Three levels of regulation for these bitch ass culeros:
1) -Proteolytic cleavage –> mt has proteases that degrade proteins in the matrix if they’re not working properly.
- (So the three mt proteases that recognize and degrade misfolded proteins are mAA, iAAA, & Lon.)
- OMM proteins degraded by a normal proteasome.
- mAAA degrades defective proteins in the IMS (?).
- iAAA is another protease that recognizes/degrades bad proteins.
- Lon is in the matrix and degrade misfolded proteins there.
2) -If you have too much protein –> can undergo fusion to dilute it out. In this process damaged mitochondria can be “fixed”by fusing with healthy mitochondria OR can be eliminated by mitophagy.

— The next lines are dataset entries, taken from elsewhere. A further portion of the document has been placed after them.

PR #376, opened 2022-01-31
Fix bugs in rustic-cargo-outdated-mode

psibi:
Fixes two bugs:
- Fixes a bug when dependencies are specified as git repositories:

The `cargo outdated --depth 1` doesn't always gives the package from line number 2. For a sample project I'm having this is the output it gives:

``` shellsession
❯ cargo outdated --depth 1
    Updating git repository `https://github.com/snoyberg/async-refresh-rs`
Name           Project  Compat   Latest   Kind    Platform
----           -------  ------   ------   ----    --------
anyhow         1.0.40   1.0.53   1.0.53   Normal  ---
askama         0.10.5   ---      0.11.0   Normal  ---
```

As you can see in the above case, the hardcoding of the value 2 doesn't work. The above scenario, makes cargo outdated stuff to break entirely. Infact, for me the buffer was empty and the sentinel function broke. The fix instead tries to check for `--` 
 character to delimit where the packages are starting from.

- Fix cargo upgrade when you update version to latest version

Right now, rustic-cargo-upgrade-execute only works when we try to upgrade it to a compabible version ie

``` shellsession
Name           Project  Compat   Latest   Kind    Platform
----           -------  ------   ------   ----    --------
anyhow         1.0.40   1.0.53   1.0.53   Normal  ---
```

Trying to upgrade above will work. But this will fail:

``` shellsession
Name           Project  Compat   Latest   Kind    Platform
----           -------  ------   ------   ----    --------
askama         0.10.5   ---      0.11.0   Normal  ---
```

And the reason is that it tries to use this code `(elt crate 2)` for taking the version from. But this makes it to work only when the
`compat` column is already filled. Also because of the way `tabulated-list` works, we just change the buffer when we do `rustic-cargo-mark-upgrade`. This commit fixes it in such a way that it works for all the cases.

### DIFF
--- a/rustic-cargo.el
+++ b/rustic-cargo.el
@@ -357,30 +357,42 @@ Execute process in PATH."
   (interactive)
   (tabulated-list-put-tag " " t))
 
+(cl-defstruct rustic-crate name version)
+
+(defun rustic-cargo--outdated-make-crate (crate-line)
+  "Create RUSTIC-CRATE struct out of a CRATE-LINE.
+
+The CREATE-LINE is a single line from the `rustic-cargo-oudated-buffer-name'"
+  (make-rustic-crate :name (nth 1 crate-line) :version (nth 2 crate-line)))
+
 ;;;###autoload
 (defun rustic-cargo-upgrade-execute ()
   "Perform marked menu actions."
   (interactive)
-  (let (crates)
-    (save-excursion
-      (goto-char (point-min))
-      (while (not (eobp))
-        (let* ((cmd (char-after))
-               (crate (tabulated-list-get-entry (point))))
-          (when (eq cmd ?U)
-            (push crate crates)))
-        (forward-line)))
+  (let ((crates (rustic-cargo--outdated-get-crates (buffer-string))))
     (if crates
-        (let ((msg (format "Upgrade %s ?" (mapconcat #'(lambda (x) (elt x 0)) crates " "))))
+        (let ((msg (format "Upgrade %s ?" (mapconcat #'(lambda (x) (rustic-crate-name x)) crates " "))))
           (when (yes-or-no-p msg)
             (rustic-cargo-upgrade-crates crates)))
       (user-error "No operations specified"))))
+
+(defun rustic-cargo--outdated-get-crates (cargo-outdated-buffer-string)
+  "Return a list of RUSTIC-CRATE which needs to be updated.
+
+ CARGO-OUTDATED-BUFFER-STRING represents the entire buffer of
+`rustic-cargo-oudated-buffer-name'"
+  (let* ((lines (s-lines cargo-outdated-buffer-string))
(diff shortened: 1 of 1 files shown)


rustic-cargo.el
```diff
@@ -349,30 +357,42 @@ Execute process in PATH."
...
+  (let ((crates (rustic-cargo--outdated-get-crates (buffer-string))))
     (if crates
-        (let ((msg (format "Upgrade %s ?" (mapconcat #'(lambda (x) (elt x 0)) crates " "))))
+        (let ((msg (format "Upgrade %s ?" (mapconcat #'(lambda (x) (rustic-crate-name x)) crates " "))))
           (when (yes-or-no-p msg)
             (rustic-cargo-upgrade-crates crates)))
       (user-error "No operations specified"))))
 
+(defun rustic-cargo--outdated-get-crates (cargo-outdated-buffer-string)
+  "Return a list of RUSTIC-CRATE which needs to be updated.
```
brotzeit, line 380: I guess you forgot to update "RUSTIC-CRATE" after you removed the argument.

rustic-cargo.el
```diff
@@ -349,30 +357,42 @@ Execute process in PATH."
   (interactive)
   (tabulated-list-put-tag " " t))
 
+(cl-defstruct rustic-crate name version)
+
+(defun rustic-cargo--outdated-make-crate (crate-line)
+  "Create RUSTIC-CRATE struct out of a CRATE-LINE.
+
+The CREATE-LINE is a single line from the `rustic-cargo-oudated-buffer-name'"
```
brotzeit, line 365: typo -> CREATE-LINE

rustic-cargo.el
```diff
@@ -349,30 +357,42 @@ Execute process in PATH."
   (interactive)
   (tabulated-list-put-tag " " t))
 
+(cl-defstruct rustic-crate name version)
+
+(defun rustic-cargo--outdated-make-crate (crate-line)
+  "Create RUSTIC-CRATE struct out of a CRATE-LINE.
```
brotzeit, line 363: Another upper case RUSTIC-CRATE

rustic-cargo.el
brotzeit: Ok, got it.

rustic-cargo.el
psibi: Fixed, thanks!

rustic-cargo.el
psibi: I made it in backticks. From a quick look into the the EMACS manual, I wasn't able to find/confirm if that's right. But I will further investigate it tomorrow. Thanks!

brotzeit: AFAIK you only make functions arguments in upper case, but I'm not 100% sure.

brotzeit: checkdoc usually knows what's common practice. But I don't like it as part of the test suite.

- Mitophagy = specialized to degrade defective mitochondria and transport to lysosome.
3)-if mt too fucked up–> apoptosis
- Describe the role of mitochondria in senescence and some of the mitochondria-related diseases.
- Accumulation of ROS –> senescence and increased sensitivity to neuronal degeneration.
- Several mutations in the mitochondria quality control pathways result in various neuropathies
- Mutations in fusion gene OPA1 causes autosomal dominant optic atrophy and mutations
- Mutations in Mfn2 gene –> CMT type 2A.
- Mutation in mAAA protease = hereditary spastic paraplegia.
- Arsenic inhibits oxidative phosphorylation by inhibiting ATP production.